## Data extract
-- -- --
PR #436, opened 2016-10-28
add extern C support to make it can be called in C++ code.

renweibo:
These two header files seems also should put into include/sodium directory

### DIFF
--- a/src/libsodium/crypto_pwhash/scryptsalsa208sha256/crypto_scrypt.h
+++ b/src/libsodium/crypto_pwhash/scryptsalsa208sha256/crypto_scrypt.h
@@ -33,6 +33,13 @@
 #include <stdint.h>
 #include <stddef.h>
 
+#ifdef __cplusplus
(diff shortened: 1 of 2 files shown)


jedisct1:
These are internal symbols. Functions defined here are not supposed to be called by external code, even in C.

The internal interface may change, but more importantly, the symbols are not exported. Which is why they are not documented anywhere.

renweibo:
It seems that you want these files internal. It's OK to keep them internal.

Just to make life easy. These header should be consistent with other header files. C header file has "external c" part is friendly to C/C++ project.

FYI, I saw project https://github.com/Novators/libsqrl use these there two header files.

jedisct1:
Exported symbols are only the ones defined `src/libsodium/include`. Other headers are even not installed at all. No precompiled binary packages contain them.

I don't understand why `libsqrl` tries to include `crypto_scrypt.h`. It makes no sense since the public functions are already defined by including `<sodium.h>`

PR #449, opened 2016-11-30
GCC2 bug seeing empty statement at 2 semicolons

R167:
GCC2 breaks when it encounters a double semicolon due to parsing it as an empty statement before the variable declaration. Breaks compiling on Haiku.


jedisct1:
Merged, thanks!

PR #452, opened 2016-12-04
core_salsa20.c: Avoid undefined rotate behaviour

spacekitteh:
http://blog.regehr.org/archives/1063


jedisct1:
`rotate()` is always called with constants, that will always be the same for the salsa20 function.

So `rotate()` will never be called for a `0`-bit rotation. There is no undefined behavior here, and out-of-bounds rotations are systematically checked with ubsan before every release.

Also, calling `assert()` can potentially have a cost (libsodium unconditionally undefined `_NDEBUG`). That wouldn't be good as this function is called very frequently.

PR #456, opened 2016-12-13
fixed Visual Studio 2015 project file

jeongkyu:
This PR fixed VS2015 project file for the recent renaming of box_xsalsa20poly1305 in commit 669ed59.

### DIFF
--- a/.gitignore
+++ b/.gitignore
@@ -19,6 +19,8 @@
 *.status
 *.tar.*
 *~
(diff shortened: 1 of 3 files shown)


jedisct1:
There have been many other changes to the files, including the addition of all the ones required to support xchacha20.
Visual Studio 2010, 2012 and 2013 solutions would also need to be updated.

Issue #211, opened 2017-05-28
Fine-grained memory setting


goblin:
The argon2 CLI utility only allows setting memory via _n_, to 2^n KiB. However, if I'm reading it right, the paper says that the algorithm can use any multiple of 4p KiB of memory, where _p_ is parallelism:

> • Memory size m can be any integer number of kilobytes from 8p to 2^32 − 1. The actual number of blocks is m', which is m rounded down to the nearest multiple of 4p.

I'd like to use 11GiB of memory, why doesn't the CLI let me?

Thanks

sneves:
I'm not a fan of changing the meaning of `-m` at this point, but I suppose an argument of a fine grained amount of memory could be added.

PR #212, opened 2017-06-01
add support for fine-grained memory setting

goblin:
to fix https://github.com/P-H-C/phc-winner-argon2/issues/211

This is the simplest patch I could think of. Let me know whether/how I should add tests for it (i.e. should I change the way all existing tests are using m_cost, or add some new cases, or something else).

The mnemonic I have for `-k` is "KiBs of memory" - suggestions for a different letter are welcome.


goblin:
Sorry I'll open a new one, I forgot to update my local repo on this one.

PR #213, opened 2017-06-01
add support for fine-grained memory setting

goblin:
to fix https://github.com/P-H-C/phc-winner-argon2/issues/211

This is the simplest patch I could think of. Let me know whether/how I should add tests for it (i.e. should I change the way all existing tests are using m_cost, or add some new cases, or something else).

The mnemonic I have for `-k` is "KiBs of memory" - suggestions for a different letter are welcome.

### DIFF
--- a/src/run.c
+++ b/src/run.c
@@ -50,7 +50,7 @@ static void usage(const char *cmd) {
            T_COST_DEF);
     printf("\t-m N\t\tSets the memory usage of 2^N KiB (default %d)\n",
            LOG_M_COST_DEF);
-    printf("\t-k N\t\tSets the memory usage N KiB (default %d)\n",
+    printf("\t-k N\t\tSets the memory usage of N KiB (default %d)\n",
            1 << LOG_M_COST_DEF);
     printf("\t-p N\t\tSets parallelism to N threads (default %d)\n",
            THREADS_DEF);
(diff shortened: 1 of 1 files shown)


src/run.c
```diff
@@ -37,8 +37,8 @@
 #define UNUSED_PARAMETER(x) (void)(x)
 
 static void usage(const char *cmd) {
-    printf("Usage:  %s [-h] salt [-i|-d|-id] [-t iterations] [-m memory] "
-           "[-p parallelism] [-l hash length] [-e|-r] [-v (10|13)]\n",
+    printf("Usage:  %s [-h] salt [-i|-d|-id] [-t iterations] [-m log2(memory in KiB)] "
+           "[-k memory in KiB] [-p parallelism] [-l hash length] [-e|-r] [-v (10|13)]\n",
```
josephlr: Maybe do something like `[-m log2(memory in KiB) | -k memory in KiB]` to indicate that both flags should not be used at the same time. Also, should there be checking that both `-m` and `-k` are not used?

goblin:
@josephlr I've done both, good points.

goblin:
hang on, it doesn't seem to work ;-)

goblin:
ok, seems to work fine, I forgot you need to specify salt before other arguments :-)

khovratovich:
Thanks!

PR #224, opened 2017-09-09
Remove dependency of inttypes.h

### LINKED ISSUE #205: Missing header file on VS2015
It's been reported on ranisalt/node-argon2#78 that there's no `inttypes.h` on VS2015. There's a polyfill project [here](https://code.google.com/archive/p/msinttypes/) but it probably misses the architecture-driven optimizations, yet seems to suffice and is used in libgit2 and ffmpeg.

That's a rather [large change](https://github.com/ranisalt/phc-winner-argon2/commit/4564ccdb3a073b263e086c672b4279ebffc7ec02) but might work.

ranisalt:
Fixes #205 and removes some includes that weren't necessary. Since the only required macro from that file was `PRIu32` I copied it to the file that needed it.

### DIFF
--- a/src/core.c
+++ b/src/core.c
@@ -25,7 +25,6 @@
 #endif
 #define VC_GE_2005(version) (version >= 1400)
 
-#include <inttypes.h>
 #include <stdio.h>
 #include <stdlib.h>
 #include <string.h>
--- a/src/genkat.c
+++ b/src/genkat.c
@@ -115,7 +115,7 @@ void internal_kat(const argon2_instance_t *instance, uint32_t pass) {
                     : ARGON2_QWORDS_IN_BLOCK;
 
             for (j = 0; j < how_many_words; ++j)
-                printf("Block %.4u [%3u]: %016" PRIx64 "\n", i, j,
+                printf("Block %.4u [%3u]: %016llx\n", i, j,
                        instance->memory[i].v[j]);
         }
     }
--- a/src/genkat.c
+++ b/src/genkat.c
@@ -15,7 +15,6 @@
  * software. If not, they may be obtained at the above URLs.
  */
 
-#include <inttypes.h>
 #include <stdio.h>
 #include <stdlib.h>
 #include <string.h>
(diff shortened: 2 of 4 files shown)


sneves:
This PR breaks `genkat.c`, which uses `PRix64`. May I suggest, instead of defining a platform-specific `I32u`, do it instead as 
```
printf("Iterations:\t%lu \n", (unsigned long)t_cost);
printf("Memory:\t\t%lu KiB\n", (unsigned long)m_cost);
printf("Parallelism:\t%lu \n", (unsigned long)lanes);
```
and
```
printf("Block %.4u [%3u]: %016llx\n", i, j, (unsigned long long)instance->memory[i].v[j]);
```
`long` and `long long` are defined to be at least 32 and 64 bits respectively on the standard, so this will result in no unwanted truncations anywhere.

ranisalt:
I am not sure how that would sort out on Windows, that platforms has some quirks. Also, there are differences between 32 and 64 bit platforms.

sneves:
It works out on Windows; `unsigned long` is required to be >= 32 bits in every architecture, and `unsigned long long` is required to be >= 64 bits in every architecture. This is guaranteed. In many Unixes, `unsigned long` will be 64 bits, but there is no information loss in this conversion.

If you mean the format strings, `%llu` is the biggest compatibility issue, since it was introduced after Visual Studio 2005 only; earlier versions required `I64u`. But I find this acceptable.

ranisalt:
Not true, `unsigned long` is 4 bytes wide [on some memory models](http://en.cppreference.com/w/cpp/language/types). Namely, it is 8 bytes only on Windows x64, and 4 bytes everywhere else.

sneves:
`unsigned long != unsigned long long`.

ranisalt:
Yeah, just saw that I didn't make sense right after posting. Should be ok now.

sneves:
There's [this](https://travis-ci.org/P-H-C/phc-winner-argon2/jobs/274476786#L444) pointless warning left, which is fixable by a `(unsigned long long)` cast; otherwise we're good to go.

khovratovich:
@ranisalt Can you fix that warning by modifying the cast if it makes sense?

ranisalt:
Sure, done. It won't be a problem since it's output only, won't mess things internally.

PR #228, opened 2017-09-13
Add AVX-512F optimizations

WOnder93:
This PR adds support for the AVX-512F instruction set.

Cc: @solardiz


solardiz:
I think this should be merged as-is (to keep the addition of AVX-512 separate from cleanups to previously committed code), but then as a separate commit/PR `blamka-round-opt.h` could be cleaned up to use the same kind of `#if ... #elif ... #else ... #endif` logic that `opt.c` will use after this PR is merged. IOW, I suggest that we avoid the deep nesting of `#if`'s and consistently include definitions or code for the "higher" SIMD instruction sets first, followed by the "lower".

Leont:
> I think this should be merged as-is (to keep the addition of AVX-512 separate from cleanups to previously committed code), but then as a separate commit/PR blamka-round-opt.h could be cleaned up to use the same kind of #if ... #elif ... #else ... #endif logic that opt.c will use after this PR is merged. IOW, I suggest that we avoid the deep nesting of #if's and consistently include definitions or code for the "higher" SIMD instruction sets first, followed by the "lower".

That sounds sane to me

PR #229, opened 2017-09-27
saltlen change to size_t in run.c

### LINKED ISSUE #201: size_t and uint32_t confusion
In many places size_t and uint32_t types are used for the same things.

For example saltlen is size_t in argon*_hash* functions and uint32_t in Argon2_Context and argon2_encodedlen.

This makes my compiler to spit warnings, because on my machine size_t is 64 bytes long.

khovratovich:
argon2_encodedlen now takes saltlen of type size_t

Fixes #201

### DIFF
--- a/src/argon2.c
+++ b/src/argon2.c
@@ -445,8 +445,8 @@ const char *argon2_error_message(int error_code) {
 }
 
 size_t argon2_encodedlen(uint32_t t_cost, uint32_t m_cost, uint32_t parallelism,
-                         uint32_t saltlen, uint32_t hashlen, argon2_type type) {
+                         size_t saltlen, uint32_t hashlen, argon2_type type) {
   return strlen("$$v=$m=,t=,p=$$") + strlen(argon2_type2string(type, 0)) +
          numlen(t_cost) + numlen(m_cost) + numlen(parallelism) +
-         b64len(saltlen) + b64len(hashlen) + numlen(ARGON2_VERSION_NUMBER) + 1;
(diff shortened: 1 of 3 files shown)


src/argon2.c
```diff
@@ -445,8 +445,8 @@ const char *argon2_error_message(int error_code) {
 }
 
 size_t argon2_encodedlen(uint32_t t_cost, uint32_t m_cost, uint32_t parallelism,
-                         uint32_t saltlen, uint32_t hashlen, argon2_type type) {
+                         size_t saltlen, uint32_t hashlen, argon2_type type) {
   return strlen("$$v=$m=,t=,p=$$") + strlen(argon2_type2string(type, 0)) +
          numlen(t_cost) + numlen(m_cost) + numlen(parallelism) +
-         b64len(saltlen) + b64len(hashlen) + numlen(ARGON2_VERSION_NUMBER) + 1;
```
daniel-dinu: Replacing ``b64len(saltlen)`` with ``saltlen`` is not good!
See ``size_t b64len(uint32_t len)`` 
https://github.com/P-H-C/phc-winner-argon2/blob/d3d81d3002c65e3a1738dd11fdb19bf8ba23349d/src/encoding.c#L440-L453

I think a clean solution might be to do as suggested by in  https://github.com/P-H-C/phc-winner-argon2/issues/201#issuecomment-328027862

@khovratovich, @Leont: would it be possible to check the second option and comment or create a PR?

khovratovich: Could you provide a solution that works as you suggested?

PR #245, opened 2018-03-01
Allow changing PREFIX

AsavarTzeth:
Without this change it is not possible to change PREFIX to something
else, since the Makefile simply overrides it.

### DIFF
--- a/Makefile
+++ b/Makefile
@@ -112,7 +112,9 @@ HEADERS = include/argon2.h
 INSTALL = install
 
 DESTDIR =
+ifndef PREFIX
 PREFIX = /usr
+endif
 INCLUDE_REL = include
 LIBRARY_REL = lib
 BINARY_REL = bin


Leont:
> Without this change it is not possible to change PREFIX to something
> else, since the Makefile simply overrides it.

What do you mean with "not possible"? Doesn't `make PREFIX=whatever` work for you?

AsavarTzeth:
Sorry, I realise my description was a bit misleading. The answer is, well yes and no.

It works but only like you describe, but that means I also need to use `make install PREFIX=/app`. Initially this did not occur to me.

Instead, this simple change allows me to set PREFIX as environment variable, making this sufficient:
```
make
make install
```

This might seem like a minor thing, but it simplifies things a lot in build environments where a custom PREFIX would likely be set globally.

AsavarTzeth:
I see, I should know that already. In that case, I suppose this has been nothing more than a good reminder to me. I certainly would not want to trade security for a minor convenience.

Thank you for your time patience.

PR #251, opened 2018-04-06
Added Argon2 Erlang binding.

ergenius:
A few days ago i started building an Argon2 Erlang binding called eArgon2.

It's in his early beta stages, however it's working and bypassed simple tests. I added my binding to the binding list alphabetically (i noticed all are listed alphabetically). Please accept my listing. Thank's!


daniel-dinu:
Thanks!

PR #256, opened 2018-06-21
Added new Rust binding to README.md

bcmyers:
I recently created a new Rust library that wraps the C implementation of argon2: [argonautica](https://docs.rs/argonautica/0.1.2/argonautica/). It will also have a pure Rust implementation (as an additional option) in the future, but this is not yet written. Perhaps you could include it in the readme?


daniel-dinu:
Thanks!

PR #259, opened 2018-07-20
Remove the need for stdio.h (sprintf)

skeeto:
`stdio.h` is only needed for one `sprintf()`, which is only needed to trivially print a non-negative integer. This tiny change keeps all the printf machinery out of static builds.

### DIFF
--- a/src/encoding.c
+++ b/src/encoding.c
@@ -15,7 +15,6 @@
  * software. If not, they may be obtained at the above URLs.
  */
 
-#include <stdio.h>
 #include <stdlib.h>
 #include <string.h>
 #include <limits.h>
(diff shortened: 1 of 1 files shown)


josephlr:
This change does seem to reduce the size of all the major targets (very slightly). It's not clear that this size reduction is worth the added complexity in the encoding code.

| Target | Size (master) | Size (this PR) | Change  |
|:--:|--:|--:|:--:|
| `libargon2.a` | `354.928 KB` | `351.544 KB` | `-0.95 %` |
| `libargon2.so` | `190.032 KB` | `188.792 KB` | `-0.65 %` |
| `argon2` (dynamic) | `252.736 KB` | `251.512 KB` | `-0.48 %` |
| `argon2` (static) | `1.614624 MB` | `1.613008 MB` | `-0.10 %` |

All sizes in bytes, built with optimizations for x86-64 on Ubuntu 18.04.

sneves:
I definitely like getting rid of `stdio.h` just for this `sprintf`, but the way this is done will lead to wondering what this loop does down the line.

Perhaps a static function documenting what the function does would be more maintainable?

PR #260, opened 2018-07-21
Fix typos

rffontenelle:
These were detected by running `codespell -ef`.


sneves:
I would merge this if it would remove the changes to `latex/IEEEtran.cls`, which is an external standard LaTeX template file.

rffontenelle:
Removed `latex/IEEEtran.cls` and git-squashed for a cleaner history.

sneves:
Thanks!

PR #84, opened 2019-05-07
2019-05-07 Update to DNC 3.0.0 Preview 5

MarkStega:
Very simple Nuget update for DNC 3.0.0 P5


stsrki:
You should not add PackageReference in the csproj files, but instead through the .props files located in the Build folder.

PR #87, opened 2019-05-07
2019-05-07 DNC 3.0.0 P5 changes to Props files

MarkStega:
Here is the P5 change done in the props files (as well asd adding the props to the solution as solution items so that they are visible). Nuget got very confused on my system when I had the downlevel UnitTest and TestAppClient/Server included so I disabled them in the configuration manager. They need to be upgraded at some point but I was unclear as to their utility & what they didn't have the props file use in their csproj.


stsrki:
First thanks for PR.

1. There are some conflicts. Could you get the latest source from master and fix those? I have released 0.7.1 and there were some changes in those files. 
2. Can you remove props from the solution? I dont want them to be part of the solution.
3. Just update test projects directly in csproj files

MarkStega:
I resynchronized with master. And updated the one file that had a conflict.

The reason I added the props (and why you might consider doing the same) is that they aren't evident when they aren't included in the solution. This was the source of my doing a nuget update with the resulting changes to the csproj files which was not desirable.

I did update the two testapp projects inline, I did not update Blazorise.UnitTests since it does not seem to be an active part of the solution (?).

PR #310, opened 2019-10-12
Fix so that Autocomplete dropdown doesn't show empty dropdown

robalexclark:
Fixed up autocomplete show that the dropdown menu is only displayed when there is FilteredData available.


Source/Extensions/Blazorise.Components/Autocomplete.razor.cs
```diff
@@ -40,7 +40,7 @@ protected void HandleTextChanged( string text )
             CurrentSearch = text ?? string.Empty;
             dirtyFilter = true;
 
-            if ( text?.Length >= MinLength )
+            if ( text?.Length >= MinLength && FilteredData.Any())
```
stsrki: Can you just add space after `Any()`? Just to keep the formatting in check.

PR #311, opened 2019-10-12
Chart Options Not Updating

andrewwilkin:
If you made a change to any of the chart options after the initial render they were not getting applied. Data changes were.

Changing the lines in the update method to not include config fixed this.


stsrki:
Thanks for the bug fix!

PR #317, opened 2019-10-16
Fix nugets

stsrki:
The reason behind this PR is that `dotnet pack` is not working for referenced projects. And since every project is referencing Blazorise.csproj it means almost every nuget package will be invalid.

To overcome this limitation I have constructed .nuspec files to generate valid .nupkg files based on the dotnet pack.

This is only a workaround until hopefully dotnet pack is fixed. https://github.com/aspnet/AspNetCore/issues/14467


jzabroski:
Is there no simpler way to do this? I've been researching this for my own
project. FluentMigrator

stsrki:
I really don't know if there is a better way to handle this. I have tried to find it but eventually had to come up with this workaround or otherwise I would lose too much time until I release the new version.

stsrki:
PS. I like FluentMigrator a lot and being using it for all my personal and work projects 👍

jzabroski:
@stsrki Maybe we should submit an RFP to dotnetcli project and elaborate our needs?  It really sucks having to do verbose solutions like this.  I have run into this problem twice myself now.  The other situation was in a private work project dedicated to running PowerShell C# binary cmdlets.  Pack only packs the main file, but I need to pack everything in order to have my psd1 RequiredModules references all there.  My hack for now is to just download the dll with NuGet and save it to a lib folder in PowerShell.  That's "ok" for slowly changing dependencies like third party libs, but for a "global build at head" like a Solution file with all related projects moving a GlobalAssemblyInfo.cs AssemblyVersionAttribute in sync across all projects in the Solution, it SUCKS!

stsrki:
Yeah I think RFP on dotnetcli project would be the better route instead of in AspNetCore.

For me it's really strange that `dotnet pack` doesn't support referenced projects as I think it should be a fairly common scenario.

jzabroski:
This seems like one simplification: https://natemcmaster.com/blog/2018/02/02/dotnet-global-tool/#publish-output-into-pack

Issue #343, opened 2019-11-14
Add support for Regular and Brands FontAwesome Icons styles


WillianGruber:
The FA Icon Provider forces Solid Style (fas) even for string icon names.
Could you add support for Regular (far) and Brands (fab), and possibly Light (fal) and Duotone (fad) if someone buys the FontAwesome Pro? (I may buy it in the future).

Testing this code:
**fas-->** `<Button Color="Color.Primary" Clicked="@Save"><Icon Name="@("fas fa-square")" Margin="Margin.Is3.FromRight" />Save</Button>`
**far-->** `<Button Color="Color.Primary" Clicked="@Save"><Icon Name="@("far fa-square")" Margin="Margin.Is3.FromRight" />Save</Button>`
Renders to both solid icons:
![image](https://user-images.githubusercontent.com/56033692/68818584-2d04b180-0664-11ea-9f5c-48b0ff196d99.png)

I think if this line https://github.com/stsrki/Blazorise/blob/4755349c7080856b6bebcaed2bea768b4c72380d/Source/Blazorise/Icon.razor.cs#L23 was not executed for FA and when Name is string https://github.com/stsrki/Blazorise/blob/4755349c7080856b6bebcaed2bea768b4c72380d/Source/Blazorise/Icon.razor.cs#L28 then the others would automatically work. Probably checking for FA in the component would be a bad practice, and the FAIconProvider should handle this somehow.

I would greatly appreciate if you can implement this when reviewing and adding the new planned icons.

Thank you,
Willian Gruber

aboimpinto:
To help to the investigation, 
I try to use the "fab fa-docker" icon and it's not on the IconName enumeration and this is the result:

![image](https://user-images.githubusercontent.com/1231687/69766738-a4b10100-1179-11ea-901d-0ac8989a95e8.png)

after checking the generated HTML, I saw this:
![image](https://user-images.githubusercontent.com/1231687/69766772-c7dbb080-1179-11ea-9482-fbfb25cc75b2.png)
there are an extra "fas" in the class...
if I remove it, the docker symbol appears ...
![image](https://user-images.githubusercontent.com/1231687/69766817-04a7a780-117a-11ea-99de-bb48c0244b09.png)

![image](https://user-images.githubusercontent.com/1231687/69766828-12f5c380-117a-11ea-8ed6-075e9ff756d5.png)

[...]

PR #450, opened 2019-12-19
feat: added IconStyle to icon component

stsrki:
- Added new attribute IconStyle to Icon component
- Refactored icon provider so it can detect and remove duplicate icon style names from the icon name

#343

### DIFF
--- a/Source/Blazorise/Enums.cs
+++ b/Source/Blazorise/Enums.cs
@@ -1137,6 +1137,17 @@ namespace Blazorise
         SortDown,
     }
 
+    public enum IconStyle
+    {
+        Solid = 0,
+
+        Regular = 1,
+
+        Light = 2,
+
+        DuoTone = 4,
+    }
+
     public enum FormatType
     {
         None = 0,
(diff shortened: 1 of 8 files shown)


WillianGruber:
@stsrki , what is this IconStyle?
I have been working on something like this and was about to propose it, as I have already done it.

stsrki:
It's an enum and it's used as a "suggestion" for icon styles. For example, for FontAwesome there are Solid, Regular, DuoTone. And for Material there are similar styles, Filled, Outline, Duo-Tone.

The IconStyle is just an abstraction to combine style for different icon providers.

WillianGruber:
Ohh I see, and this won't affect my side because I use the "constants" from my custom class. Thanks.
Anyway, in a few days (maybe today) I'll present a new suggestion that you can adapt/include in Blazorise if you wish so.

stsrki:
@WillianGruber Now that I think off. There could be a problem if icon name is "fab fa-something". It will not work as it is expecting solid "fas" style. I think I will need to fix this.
-- -- --
## Exercise requirements
All that belongs in your answer is the stretch of entries above from the line with "I resynchronized with" through the line with "To overcome this", printed exactly.

## Solution
I resynchronized with master. And updated the one file that had a conflict.

The reason I added the props (and why you might consider doing the same) is that they aren't evident when they aren't included in the solution. This was the source of my doing a nuget update with the resulting changes to the csproj files which was not desirable.

I did update the two testapp projects inline, I did not update Blazorise.UnitTests since it does not seem to be an active part of the solution (?).

PR #310, opened 2019-10-12
Fix so that Autocomplete dropdown doesn't show empty dropdown

robalexclark:
Fixed up autocomplete show that the dropdown menu is only displayed when there is FilteredData available.


Source/Extensions/Blazorise.Components/Autocomplete.razor.cs
```diff
@@ -40,7 +40,7 @@ protected void HandleTextChanged( string text )
             CurrentSearch = text ?? string.Empty;
             dirtyFilter = true;
 
-            if ( text?.Length >= MinLength )
+            if ( text?.Length >= MinLength && FilteredData.Any())
```
stsrki: Can you just add space after `Any()`? Just to keep the formatting in check.

PR #311, opened 2019-10-12
Chart Options Not Updating

andrewwilkin:
If you made a change to any of the chart options after the initial render they were not getting applied. Data changes were.

Changing the lines in the update method to not include config fixed this.


stsrki:
Thanks for the bug fix!

PR #317, opened 2019-10-16
Fix nugets

stsrki:
The reason behind this PR is that `dotnet pack` is not working for referenced projects. And since every project is referencing Blazorise.csproj it means almost every nuget package will be invalid.

To overcome this limitation I have constructed .nuspec files to generate valid .nupkg files based on the dotnet pack.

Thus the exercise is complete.